Ul Haq ha parlato recentemente delle sfide legate alla selezione, alla formazione e alla gestione di quasi mezzo milione di operatori sanitari comunitari. In Pakistan, si distinguono tra operatori in prima linea e attivisti sociali.

Israr Ul Haq, esperto in cambiamenti sociali e comportamentali, UNICEF Islamabad, Pakistan
D: Cosa fanno gli operatori in prima linea e gli attivisti sociali?
R: Gli operatori in prima linea vanno di casa in casa per somministrare i vaccini. Gli operatori sociali diffondono nella comunità il messaggio sull'importanza della vaccinazione antipolio — e non solo di quella, ma anche della salute e del benessere dei bambini e delle mamme.
D: Dovete trovare operatori che vivano in ogni comunità, in tutto il Pakistan?

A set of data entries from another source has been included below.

PR #482, opened 2018-05-10
Feat on press year

rknell:
Kept command in line with text order for the arrows ie onPressX instead of onXPress

This is useful so I can implement a new component to select the month / year by clicking on it, similar to the workflow of other calendars.

PR #1798, opened 2022-02-21
Add onPressHeader prop on Calendar

Altimar21:
Hello,

This is an update for https://github.com/wix/react-native-calendars/pull/482. 
Add prop onPressHeader on Header component.

This is my first contribution, if I need to correct something say me,

Thanks,


goxr3plus:
...

kiranojhanp:
.

src/calendar/header/index.tsx
```diff
@@ -192,7 +195,18 @@ class CalendarHeader extends Component<CalendarHeaderProps> {
       return customHeaderTitle;
     }
 
-    return (
+    return onPressHeader ? (
+      <TouchableOpacity onPress={() => onPressHeader(month)}>
```
Inbal-Tish, line 199: First, no need to wrap, you can use Text's `onPress` callback. Second, please don't use inline function calls, this is bad for performance

PR #1800, opened 2022-02-21
Migrate to functional components - 1

Inbal-Tish:
private components migration to functional component


src/calendar/day/basic/index.tsx
```diff
@@ -28,214 +26,188 @@ export interface BasicDayProps {
...
+    markingType,
+    marking,
+    state,
+    disableAllTouchEventsForDisabledDays,
+    disableAllTouchEventsForInactiveDays,
+    accessibilityLabel,
+    children,
+    testID
+  } = props;
+  const style = styleConstructor(theme);
```
ethanshar, line 51: Keep style as a ref, otherwise you are constructing it on every render (and creating a new style object ref)

src/calendar/header/index.tsx
```diff
@@ -72,116 +70,101 @@ export interface CalendarHeaderProps {
...
+    disabledDaysIndexes,
+    displayLoadingIndicator,
+    customHeaderTitle,
+    renderHeader,
+    webAriaLevel,
+    testID,
+    accessibilityElementsHidden,
+    importantForAccessibility
+  } = props;
+  const style = styleConstructor(theme);
```
ethanshar, line 98: use ref/state for this, otherwise you creating a new object each render

src/calendar/day/index.tsx
```diff
@@ -74,42 +52,46 @@ export default class Day extends Component<DayProps> {
...
-
-    return `${isToday ? today : ''} ${day.toString(formatAccessibilityLabel)} ${markingLabel}`;
-  });
 
-  getDayComponent() {
-    const {dayComponent, markingType} = this.props;
+    return `${_isToday ? today : ''} ${day?.toString(formatAccessibilityLabel)} ${markingLabel}`;
+  }, [day, marking, _isToday]);
 
+  const Component = useMemo(() => {
```
ethanshar, line 64: No reason memoizing it, cause it just returns the component and not an instance of a component. 
The component is always the same because it is being imported at the top of the file.

src/calendar/header/index.tsx
```diff
@@ -247,64 +229,69 @@ class CalendarHeader extends Component<CalendarHeaderProps> {
...
+  return (
+    <View
+      testID={testID}
+      style={propsStyle}
+      accessible
+      accessibilityRole={'adjustable'}
+      accessibilityActions={[
+        {name: 'increment', label: 'increment'},
+        {name: 'decrement', label: 'decrement'}
+      ]}
```
ethanshar, line 254: Avoid passing static inline object, you can define as a file const

ethanshar (changes requested):
@Inbal-Tish 
Overall the refactor looks good, But I notice a performance degradation in this PR. 

I see that the Basic Day component for example now render each time (all days are being rendered when switching between two days!)

I suggest using [this hook](https://github.com/craig1123/react-recipes/blob/master/docs/useWhyDidYouUpdate.md) to investigate the source of wasteful renders. 

In general from a quick look, I see that we pass BasicDay the `date` prop which seem to be a new object reference each time. 
Any reason why shouldn't we pass a day string? (and generate an object internally with date utils)

Also I notice that the Day component accepts a `day` prop of XDate type. Also here, I think we can use date string instead and internally create an XDate. 

I believe that if we'll avoid passing date objects between components we'll see a huge improvement.

src/calendar/day/basic/index.tsx
Inbal-Tish: Thanks

src/calendar/header/index.tsx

R: Sì. È molto importante che le persone abbiano un legame sociale ed emotivo con gli operatori che si presentano alla loro porta. Gli attivisti sociali dovrebbero essere ben conosciuti nella comunità, quindi dobbiamo sceglierli proprio tra la gente del posto. Non è che possiamo chiamare qualcuno da fuori.
D: Perché no?
R: È un po' come dire: “Le persone che fanno parte del nostro giro non ci farebbero mai del male”. Dobbiamo conquistare la fiducia della gente. Vogliamo che la gente capisca perché sottolineiamo l'importanza della vaccinazione antipolio più di ogni altra cosa. Il consenso sociale è davvero importante. Dopo 28 anni di questo programma, oltre il 95% delle persone apre la porta di casa per far vaccinare i propri figli.
D: Quali sono i requisiti che cercate quando reclutate gli operatori sanitari?
R: Lavoriamo prevalentemente con le donne. La nostra è una società conservatrice in cui agli uomini che non fanno parte della famiglia non è permesso entrare nelle case altrui. È fondamentale poter parlare con le mamme, ma in alcune zone per gli uomini è praticamente impossibile farlo. Ma nelle zone più remote, dove per le donne è molto difficile spostarsi, è davvero complicato convincerle a fare questo lavoro. E così finiamo per avere uomini provenienti proprio da quelle comunità.
D: Ci sono altre sfide nel reclutare operatori nelle zone remote?
R: Gli operatori dovrebbero avere un livello di istruzione sufficiente per saper leggere e scrivere, ma dipende dal tasso di alfabetizzazione della zona. Nelle zone in cui i tassi di alfabetizzazione sono bassi, abbiamo coinvolto donne anziane che non sapevano né leggere né scrivere, ma che erano ben conosciute nelle loro comunità.